## DATA SUPPLIED
###
Issue #144, opened 2017-05-10
Arbitrary shell variables cannot be set


LionelCons:
With a `systemd` based OS, some environment variables can be set via Puppet parameters. They are:
`KAFKA_HEAP_OPTS`, `KAFKA_LOG4J_OPTS`, `KAFKA_JMX_OPTS` and `KAFKA_OPTS`.

However, one may need to set other variables used in `kafka-run-class.sh` like `LOG_DIR` or `JAVA`.

`unit.erb` could be extended but this would be quite messy since there are many variables that could be set.

Another approach would be to use `EnvironmentFile` instead of `Environment` in `unit.erb` and allow the user to specify the content of this "environment file".

LionelCons:
Another approach would be to pass the environment variables to be set in a hash:
```
class { 'kafka::broker':
    systemd_env => {
        'LOG_DIR' => '/var/log/kafka',
        'JMX_PORT' => '9998',
    },
}
```

skpy:
> unit.erb could be extended but this would be quite messy since there are many variables that could be set.

An array could be used to permit arbitrary insertion of an unknown number of environment variables.

We just ran into this same problem: there is no way to set `LOG_DIR` in the kafka.service unit file, so logs end up in `/opt/kafka/bin/../logs`.  We're using the archive installation, so `/opt/kafka` is a symlink.  During an upgrade, the target of that symlink will change and the logs will be lost.

skpy:
Although, since we're just now dipping our toes into the Kafka waters, it doesn't look like these logs are anything other than informational (logs in the truest sense).  The `kafka-run-class.sh` creates the `LOG_DIR` directory if it doesn't exist, so starting a new version of Kafka should have that new log directory created automatically.

PR #170, opened 2017-07-07
added an $env parameter to control the environment passed to Kafka

LionelCons:
This fixes https://github.com/voxpupuli/puppet-kafka/issues/144.

As a side effect, it also simplifies the templates (`init.erb` and `unit.erb`).


igalic:
I'm surprised this doesn't need a spec update

LionelCons:
The spec does not need to be updated because this change is 100% backward compatible.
###
## PROMPT
The records are above. How many lines in them contain the word "class"? Give the number alone.

## RESPONSE AREA
3